• [DESCRIPTION OF THE TASK]: Every line below that contains "Lederstrumpf" is to be copied.

• [RECORDS FOR THIS TASK]:
-*-*-

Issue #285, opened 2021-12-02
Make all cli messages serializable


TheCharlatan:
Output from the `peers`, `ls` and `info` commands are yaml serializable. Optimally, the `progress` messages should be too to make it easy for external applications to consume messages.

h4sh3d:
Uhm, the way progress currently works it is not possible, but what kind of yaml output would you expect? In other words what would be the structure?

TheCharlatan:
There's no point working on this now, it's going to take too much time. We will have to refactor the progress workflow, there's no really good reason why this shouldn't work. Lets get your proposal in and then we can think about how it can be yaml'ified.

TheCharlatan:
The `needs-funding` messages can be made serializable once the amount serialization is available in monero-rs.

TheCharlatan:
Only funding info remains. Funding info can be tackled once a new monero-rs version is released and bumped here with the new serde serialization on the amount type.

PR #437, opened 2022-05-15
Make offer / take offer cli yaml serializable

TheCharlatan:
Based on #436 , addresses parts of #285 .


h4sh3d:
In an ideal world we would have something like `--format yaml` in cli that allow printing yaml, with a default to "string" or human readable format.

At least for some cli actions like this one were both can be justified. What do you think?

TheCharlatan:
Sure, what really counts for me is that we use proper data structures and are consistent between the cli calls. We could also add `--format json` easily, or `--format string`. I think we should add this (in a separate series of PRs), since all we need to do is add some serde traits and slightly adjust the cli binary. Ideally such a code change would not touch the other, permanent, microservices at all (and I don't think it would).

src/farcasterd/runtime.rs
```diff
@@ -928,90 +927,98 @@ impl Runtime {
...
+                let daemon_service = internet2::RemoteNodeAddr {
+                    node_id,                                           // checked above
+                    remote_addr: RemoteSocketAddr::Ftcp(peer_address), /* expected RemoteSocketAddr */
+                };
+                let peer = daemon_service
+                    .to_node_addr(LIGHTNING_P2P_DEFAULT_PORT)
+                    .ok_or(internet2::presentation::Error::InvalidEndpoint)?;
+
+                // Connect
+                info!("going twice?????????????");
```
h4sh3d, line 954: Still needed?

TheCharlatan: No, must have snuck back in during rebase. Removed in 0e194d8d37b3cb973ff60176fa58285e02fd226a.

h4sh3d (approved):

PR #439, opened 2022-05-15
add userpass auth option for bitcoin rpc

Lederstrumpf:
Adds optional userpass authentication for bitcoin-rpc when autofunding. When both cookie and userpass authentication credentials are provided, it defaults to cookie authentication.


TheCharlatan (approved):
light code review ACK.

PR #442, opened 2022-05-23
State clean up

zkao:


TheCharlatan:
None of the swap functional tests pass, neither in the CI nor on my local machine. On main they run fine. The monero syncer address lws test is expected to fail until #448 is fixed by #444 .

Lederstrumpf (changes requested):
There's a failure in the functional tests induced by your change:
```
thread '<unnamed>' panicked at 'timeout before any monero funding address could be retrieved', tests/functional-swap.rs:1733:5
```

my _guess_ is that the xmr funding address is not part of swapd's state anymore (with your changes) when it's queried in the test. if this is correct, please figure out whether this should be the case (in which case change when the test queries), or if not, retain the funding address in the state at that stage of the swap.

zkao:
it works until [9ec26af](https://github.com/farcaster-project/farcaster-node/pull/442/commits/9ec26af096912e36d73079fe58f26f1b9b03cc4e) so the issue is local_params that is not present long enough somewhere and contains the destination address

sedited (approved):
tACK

-*-*-

• [ANSWER BOX]:
Lederstrumpf:
Lederstrumpf (changes requested):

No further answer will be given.